*AIM OF THE TASK*
Using the data below, determine the number of lines that include the string "sets". Write only that number.
DATA RECORDS Block Start
PR #511, opened 2023-03-01
Feature/library update from source grouped by source

### LINKED ISSUE #383: [Bug] Taking too much time to update manga titles
## Device information
- Tachidesk version: Tachidesk-Server-v0.6.3-r1100-windows-x64
- Server Operating System: Windows 10
- Server JVM version: OpenJDK 8.0.3020.8
- Client Operating System: Windows 10
- Client Web Browser: Brave 1.42.86, also Electron

## Steps to reproduce
1. Click on "update"
2. Wait for manga to be updated

### Expected behavior
Update of 119 different titles should occur in a reasonable time. (Tachiyomi on my OnePlus Nord 2 5G takes around 2 minutes)

### Actual behavior
Running the debug version, I can see that Tachidesk waits over 5-7 seconds after polling each title to see if it has been updated, ends up taking around 20-25 minutes. This is not related to my internet speed or my PC's speed.

## Other details
None that I can think of.

schroda:
Update is currently done synchronously which can take a while.

With this change it's now done in parallel per source.
In case a library consists of mangas from many different sources, the max. parallel update requests are limited.

should fix #383 or at least improve it

### DIFF
--- a/server/src/main/kotlin/suwayomi/tachidesk/manga/impl/update/Updater.kt
+++ b/server/src/main/kotlin/suwayomi/tachidesk/manga/impl/update/Updater.kt
@@ -14,9 +14,12 @@ import kotlinx.coroutines.flow.launchIn
 import kotlinx.coroutines.flow.onEach
 import kotlinx.coroutines.flow.update
 import kotlinx.coroutines.launch
+import kotlinx.coroutines.sync.Semaphore
+import kotlinx.coroutines.sync.withPermit
 import mu.KotlinLogging
 import suwayomi.tachidesk.manga.impl.Chapter
 import suwayomi.tachidesk.manga.model.dataclass.MangaDataClass
+import suwayomi.tachidesk.server.serverConfig
 import java.util.concurrent.ConcurrentHashMap
 
 class Updater : IUpdater {
@@ -29,6 +32,8 @@ class Updater : IUpdater {
     private val tracker = ConcurrentHashMap<Int, UpdateJob>()
     private val updateChannels = ConcurrentHashMap<String, Channel<UpdateJob>>()
 
+    private val semaphore = Semaphore(serverConfig.maxParallelUpdateRequests)
+
     private fun getOrCreateUpdateChannelFor(source: String): Channel<UpdateJob> {
         return updateChannels.getOrPut(source) {
             logger.debug { "getOrCreateUpdateChannelFor: created channel for $source - channels: ${updateChannels.size + 1}" }
@@ -40,12 +45,14 @@ class Updater : IUpdater {
         val channel = Channel<UpdateJob>(Channel.UNLIMITED)
         channel.consumeAsFlow()
             .onEach { job ->
-                _status.value = UpdateStatus(
-                    process(job),
-                    tracker.any { (_, job) ->
-                        job.status == JobStatus.PENDING || job.status == JobStatus.RUNNING
-                    }
-                )
+                semaphore.withPermit {
+                    _status.value = UpdateStatus(
+                        process(job),
+                        tracker.any { (_, job) ->
+                            job.status == JobStatus.PENDING || job.status == JobStatus.RUNNING
+                        }
+                    )
+                }
             }
             .catch { logger.error(it) { "Error during updates" } }
             .launchIn(scope)
--- a/server/src/main/kotlin/suwayomi/tachidesk/manga/impl/update/Updater.kt
+++ b/server/src/main/kotlin/suwayomi/tachidesk/manga/impl/update/Updater.kt
@@ -27,7 +27,14 @@ class Updater : IUpdater {
     override val status = _status.asStateFlow()
 
     private val tracker = ConcurrentHashMap<Int, UpdateJob>()
-    private var updateChannel = createUpdateChannel()
+    private val updateChannels = ConcurrentHashMap<String, Channel<UpdateJob>>()
+
+    private fun getOrCreateUpdateChannelFor(source: String): Channel<UpdateJob> {
+        return updateChannels.getOrPut(source) {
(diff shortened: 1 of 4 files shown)


server/src/main/kotlin/suwayomi/tachidesk/manga/impl/update/Updater.kt
```diff
@@ -14,31 +14,50 @@ import kotlinx.coroutines.flow.launchIn
...
+
+    private val semaphore = Semaphore(MAX_PARALLEL_UPDATE_REQUESTS)
+
+    private fun getOrCreateUpdateChannelFor(source: String): Channel<UpdateJob> {
+        if (!updateChannels.containsKey(source)) {
+            updateChannels[source] = createUpdateChannel()
+            logger.debug { "getOrCreateUpdateChannelFor: created channel for $source - channels: ${updateChannels.size}" }
+        }
+
+        return updateChannels[source]!!
```
Syer10:
```suggestion
        return updateChannels.getOrPut(source) {
            logger.debug { "getOrCreateUpdateChannelFor: created channel for $source - channels: ${updateChannels.size}" }
            createUpdateChannel()
        }
```

server/src/main/kotlin/suwayomi/tachidesk/manga/impl/update/Updater.kt
```diff
@@ -14,31 +14,50 @@ import kotlinx.coroutines.flow.launchIn
...
     private val scope = CoroutineScope(SupervisorJob() + Dispatchers.Default)
 
     private val _status = MutableStateFlow(UpdateStatus())
     override val status = _status.asStateFlow()
 
     private val tracker = ConcurrentHashMap<Int, UpdateJob>()
-    private var updateChannel = createUpdateChannel()
+    private val updateChannels = mutableMapOf<String, Channel<UpdateJob>>()
+
+    private val semaphore = Semaphore(MAX_PARALLEL_UPDATE_REQUESTS)
```
Syer10: Just put the value here, annotate it with a comment if you like. Magic numbers are not something we are worried about 😄

Syer10 (commented):
Small changes, but otherwise looks good

server/src/main/kotlin/suwayomi/tachidesk/manga/impl/update/Updater.kt
```diff
@@ -14,31 +14,50 @@ import kotlinx.coroutines.flow.launchIn
...
+
     private val logger = KotlinLogging.logger {}
     private val scope = CoroutineScope(SupervisorJob() + Dispatchers.Default)
 
     private val _status = MutableStateFlow(UpdateStatus())
     override val status = _status.asStateFlow()
 
     private val tracker = ConcurrentHashMap<Int, UpdateJob>()
-    private var updateChannel = createUpdateChannel()
+    private val updateChannels = mutableMapOf<String, Channel<UpdateJob>>()
```
Syer10: Should also probably use a ConcurrentMap so that we don't run into issues with multiple channel creation
```suggestion
    private val updateChannels = ConcurrentHashMap<String, Channel<UpdateJob>>()
```

server/src/main/kotlin/suwayomi/tachidesk/manga/impl/update/Updater.kt
schroda: done

server/src/main/kotlin/suwayomi/tachidesk/manga/impl/update/Updater.kt
schroda: removed, but it does feel wrong 😆

server/src/main/kotlin/suwayomi/tachidesk/manga/impl/update/Updater.kt
schroda: done

server/src/main/kotlin/suwayomi/tachidesk/manga/impl/update/Updater.kt
```diff
@@ -29,6 +31,9 @@ class Updater : IUpdater {
     private val tracker = ConcurrentHashMap<Int, UpdateJob>()
     private val updateChannels = ConcurrentHashMap<String, Channel<UpdateJob>>()
 
+    // max parallel update requests
+    private val semaphore = Semaphore(10)
```
Trung0246: Is it viable for this constant to be available for the config file?

schroda: I don't see why not, good point

schroda: done

server/src/main/resources/server-reference.conf
```diff
@@ -18,6 +18,9 @@ server.electronPath = ""
 server.downloadAsCbz = false
 server.downloadsPath = ""
 
+# updater
+server.maxParallelUpdateRequests = 10 # sets how many sources can be updated in parallel. updates are grouped by source and all mangas of a source are updated synchronously
```
AriaMoradi, line 22: Tachiyomi sets this to 5, what can a good default be? Why 10?

AriaMoradi (changes requested):

server/src/main/resources/server-reference.conf
schroda: I saw that as well, my guess was that it's because their running on smartphones.
I thought that this was not the case for the Tachidesk-Server so I increased it a bit, so there is no real reason for the 10, just that I thought 5 was a little too low.

I also don't really now what the average use case is, meaning how many different sources you have in your library.
E.g. I have only 5 different sources atm so the max parallel update requests would be 5 anyway.

But since it is now included in the config, I don't really care what the default value is, so if you or someone else prefers something else it can be changed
DATA RECORDS Block End
*WRITTEN SOLUTION*
2